■ **Data to process**:
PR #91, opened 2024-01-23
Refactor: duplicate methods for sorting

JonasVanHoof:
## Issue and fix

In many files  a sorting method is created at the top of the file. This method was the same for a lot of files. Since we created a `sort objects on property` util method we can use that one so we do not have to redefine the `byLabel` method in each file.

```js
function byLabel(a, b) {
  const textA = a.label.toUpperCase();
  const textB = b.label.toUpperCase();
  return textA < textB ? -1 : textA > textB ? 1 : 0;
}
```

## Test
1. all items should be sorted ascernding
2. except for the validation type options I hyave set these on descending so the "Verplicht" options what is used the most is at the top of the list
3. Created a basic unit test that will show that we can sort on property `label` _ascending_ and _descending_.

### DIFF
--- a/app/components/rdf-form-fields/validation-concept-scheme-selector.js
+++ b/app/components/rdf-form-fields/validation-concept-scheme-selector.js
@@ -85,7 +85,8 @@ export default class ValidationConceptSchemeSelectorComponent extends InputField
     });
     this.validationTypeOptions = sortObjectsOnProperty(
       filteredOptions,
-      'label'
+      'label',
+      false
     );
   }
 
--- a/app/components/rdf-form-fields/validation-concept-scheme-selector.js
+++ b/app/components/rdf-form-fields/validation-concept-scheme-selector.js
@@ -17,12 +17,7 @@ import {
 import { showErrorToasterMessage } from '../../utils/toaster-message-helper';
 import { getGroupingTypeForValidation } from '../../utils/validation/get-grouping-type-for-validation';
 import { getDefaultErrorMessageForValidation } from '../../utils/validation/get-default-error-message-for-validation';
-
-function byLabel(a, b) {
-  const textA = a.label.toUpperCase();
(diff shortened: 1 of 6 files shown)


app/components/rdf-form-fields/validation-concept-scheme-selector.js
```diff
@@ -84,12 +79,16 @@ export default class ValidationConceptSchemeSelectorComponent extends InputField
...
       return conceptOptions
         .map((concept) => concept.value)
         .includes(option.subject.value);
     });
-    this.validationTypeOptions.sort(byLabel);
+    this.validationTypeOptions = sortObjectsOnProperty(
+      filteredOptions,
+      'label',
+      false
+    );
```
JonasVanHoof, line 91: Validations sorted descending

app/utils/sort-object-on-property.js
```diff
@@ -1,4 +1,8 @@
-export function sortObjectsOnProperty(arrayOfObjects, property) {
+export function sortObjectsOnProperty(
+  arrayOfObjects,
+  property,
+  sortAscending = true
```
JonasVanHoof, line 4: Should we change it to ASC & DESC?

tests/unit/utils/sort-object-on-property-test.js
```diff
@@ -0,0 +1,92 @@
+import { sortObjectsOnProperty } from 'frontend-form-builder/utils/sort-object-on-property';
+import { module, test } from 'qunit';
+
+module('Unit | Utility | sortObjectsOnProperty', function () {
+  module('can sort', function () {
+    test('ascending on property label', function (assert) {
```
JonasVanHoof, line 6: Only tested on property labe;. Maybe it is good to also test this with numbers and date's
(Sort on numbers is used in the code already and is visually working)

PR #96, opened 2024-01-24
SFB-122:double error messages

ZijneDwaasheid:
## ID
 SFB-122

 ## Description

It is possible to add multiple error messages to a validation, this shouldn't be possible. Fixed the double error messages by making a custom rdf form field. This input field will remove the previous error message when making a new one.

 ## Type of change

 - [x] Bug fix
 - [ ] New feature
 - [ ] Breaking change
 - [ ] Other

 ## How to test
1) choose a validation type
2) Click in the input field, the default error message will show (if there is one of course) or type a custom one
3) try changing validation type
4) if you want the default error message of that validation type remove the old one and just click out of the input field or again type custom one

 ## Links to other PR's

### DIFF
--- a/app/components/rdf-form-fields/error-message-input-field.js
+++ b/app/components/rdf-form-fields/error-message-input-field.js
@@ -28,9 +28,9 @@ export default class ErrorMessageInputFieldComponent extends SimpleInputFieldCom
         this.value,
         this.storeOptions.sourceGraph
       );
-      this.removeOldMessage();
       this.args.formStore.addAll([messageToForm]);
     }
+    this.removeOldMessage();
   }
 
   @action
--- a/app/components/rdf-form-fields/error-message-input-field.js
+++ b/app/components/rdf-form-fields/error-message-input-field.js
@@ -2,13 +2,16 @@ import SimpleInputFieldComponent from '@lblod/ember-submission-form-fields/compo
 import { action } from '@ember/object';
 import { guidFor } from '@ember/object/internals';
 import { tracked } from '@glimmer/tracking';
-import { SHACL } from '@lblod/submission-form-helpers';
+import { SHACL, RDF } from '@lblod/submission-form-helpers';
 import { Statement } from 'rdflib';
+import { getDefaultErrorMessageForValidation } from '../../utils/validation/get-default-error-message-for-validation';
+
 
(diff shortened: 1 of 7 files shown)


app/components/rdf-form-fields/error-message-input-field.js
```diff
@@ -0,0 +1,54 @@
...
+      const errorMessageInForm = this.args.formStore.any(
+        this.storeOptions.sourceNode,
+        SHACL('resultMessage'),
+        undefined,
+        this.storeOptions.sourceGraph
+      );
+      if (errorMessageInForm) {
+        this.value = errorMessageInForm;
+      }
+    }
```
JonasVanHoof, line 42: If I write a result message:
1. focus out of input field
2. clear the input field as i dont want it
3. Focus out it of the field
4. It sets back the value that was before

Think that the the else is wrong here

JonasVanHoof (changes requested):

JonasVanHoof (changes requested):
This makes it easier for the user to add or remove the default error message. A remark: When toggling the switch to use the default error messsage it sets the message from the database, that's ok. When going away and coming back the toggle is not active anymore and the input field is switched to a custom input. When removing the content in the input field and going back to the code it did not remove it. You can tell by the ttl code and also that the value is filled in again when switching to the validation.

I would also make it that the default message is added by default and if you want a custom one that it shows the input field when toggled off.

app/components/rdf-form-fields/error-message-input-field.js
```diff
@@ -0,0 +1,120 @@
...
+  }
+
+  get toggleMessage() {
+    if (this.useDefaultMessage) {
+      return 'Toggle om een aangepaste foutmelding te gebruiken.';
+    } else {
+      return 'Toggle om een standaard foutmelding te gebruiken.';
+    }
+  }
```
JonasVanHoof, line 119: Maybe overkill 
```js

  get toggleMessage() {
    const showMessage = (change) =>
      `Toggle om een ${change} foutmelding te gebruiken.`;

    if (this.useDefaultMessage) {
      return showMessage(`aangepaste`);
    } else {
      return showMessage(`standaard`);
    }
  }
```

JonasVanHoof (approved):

■ **Exercise requirements**:
Retype the entries exactly, including every line.

■ **Exercise result**:
PR #91, opened 2024-01-23
Refactor: duplicate methods for sorting

JonasVanHoof:
## Issue and fix

In many files  a sorting method is created at the top of the file. This method was the same for a lot of files. Since we created a `sort objects on property` util method we can use that one so we do not have to redefine the `byLabel` method in each file.

```js
function byLabel(a, b) {
  const textA = a.label.toUpperCase();
  const textB = b.label.toUpperCase();
  return textA < textB ? -1 : textA > textB ? 1 : 0;
}
```

## Test
1. all items should be sorted ascernding
2. except for the validation type options I hyave set these on descending so the "Verplicht" options what is used the most is at the top of the list
3. Created a basic unit test that will show that we can sort on property `label` _ascending_ and _descending_.

### DIFF
--- a/app/components/rdf-form-fields/validation-concept-scheme-selector.js
+++ b/app/components/rdf-form-fields/validation-concept-scheme-selector.js
@@ -85,7 +85,8 @@ export default class ValidationConceptSchemeSelectorComponent extends InputField
     });
     this.validationTypeOptions = sortObjectsOnProperty(
       filteredOptions,
-      'label'
+      'label',
+      false
     );
   }
 
--- a/app/components/rdf-form-fields/validation-concept-scheme-selector.js
+++ b/app/components/rdf-form-fields/validation-concept-scheme-selector.js
@@ -17,12 +17,7 @@ import {
 import { showErrorToasterMessage } from '../../utils/toaster-message-helper';
 import { getGroupingTypeForValidation } from '../../utils/validation/get-grouping-type-for-validation';
 import { getDefaultErrorMessageForValidation } from '../../utils/validation/get-default-error-message-for-validation';
-
-function byLabel(a, b) {
-  const textA = a.label.toUpperCase();
(diff shortened: 1 of 6 files shown)


app/components/rdf-form-fields/validation-concept-scheme-selector.js
```diff
@@ -84,12 +79,16 @@ export default class ValidationConceptSchemeSelectorComponent extends InputField
...
       return conceptOptions
         .map((concept) => concept.value)
         .includes(option.subject.value);
     });
-    this.validationTypeOptions.sort(byLabel);
+    this.validationTypeOptions = sortObjectsOnProperty(
+      filteredOptions,
+      'label',
+      false
+    );
```
JonasVanHoof, line 91: Validations sorted descending

app/utils/sort-object-on-property.js
```diff
@@ -1,4 +1,8 @@
-export function sortObjectsOnProperty(arrayOfObjects, property) {
+export function sortObjectsOnProperty(
+  arrayOfObjects,
+  property,
+  sortAscending = true
```
JonasVanHoof, line 4: Should we change it to ASC & DESC?

tests/unit/utils/sort-object-on-property-test.js
```diff
@@ -0,0 +1,92 @@
+import { sortObjectsOnProperty } from 'frontend-form-builder/utils/sort-object-on-property';
+import { module, test } from 'qunit';
+
+module('Unit | Utility | sortObjectsOnProperty', function () {
+  module('can sort', function () {
+    test('ascending on property label', function (assert) {
```
JonasVanHoof, line 6: Only tested on property labe;. Maybe it is good to also test this with numbers and date's
(Sort on numbers is used in the code already and is visually working)

PR #96, opened 2024-01-24
SFB-122:double error messages

ZijneDwaasheid:
## ID
 SFB-122

 ## Description

It is possible to add multiple error messages to a validation, this shouldn't be possible. Fixed the double error messages by making a custom rdf form field. This input field will remove the previous error message when making a new one.

 ## Type of change

 - [x] Bug fix
 - [ ] New feature
 - [ ] Breaking change
 - [ ] Other

 ## How to test
1) choose a validation type
2) Click in the input field, the default error message will show (if there is one of course) or type a custom one
3) try changing validation type
4) if you want the default error message of that validation type remove the old one and just click out of the input field or again type custom one

 ## Links to other PR's

### DIFF
--- a/app/components/rdf-form-fields/error-message-input-field.js
+++ b/app/components/rdf-form-fields/error-message-input-field.js
@@ -28,9 +28,9 @@ export default class ErrorMessageInputFieldComponent extends SimpleInputFieldCom
         this.value,
         this.storeOptions.sourceGraph
       );
-      this.removeOldMessage();
       this.args.formStore.addAll([messageToForm]);
     }
+    this.removeOldMessage();
   }
 
   @action
--- a/app/components/rdf-form-fields/error-message-input-field.js
+++ b/app/components/rdf-form-fields/error-message-input-field.js
@@ -2,13 +2,16 @@ import SimpleInputFieldComponent from '@lblod/ember-submission-form-fields/compo
 import { action } from '@ember/object';
 import { guidFor } from '@ember/object/internals';
 import { tracked } from '@glimmer/tracking';
-import { SHACL } from '@lblod/submission-form-helpers';
+import { SHACL, RDF } from '@lblod/submission-form-helpers';
 import { Statement } from 'rdflib';
+import { getDefaultErrorMessageForValidation } from '../../utils/validation/get-default-error-message-for-validation';
+
 
(diff shortened: 1 of 7 files shown)


app/components/rdf-form-fields/error-message-input-field.js
```diff
@@ -0,0 +1,54 @@
...
+      const errorMessageInForm = this.args.formStore.any(
+        this.storeOptions.sourceNode,
+        SHACL('resultMessage'),
+        undefined,
+        this.storeOptions.sourceGraph
+      );
+      if (errorMessageInForm) {
+        this.value = errorMessageInForm;
+      }
+    }
```
JonasVanHoof, line 42: If I write a result message:
1. focus out of input field
2. clear the input field as i dont want it
3. Focus out it of the field
4. It sets back the value that was before

Think that the the else is wrong here

JonasVanHoof (changes requested):

JonasVanHoof (changes requested):
This makes it easier for the user to add or remove the default error message. A remark: When toggling the switch to use the default error messsage it sets the message from the database, that's ok. When going away and coming back the toggle is not active anymore and the input field is switched to a custom input. When removing the content in the input field and going back to the code it did not remove it. You can tell by the ttl code and also that the value is filled in again when switching to the validation.

I would also make it that the default message is added by default and if you want a custom one that it shows the input field when toggled off.

app/components/rdf-form-fields/error-message-input-field.js
```diff
@@ -0,0 +1,120 @@
...
+  }
+
+  get toggleMessage() {
+    if (this.useDefaultMessage) {
+      return 'Toggle om een aangepaste foutmelding te gebruiken.';
+    } else {
+      return 'Toggle om een standaard foutmelding te gebruiken.';
+    }
+  }
```
JonasVanHoof, line 119: Maybe overkill 
```js

  get toggleMessage() {
    const showMessage = (change) =>
      `Toggle om een ${change} foutmelding te gebruiken.`;

    if (this.useDefaultMessage) {
      return showMessage(`aangepaste`);
    } else {
      return showMessage(`standaard`);
    }
  }
```

JonasVanHoof (approved):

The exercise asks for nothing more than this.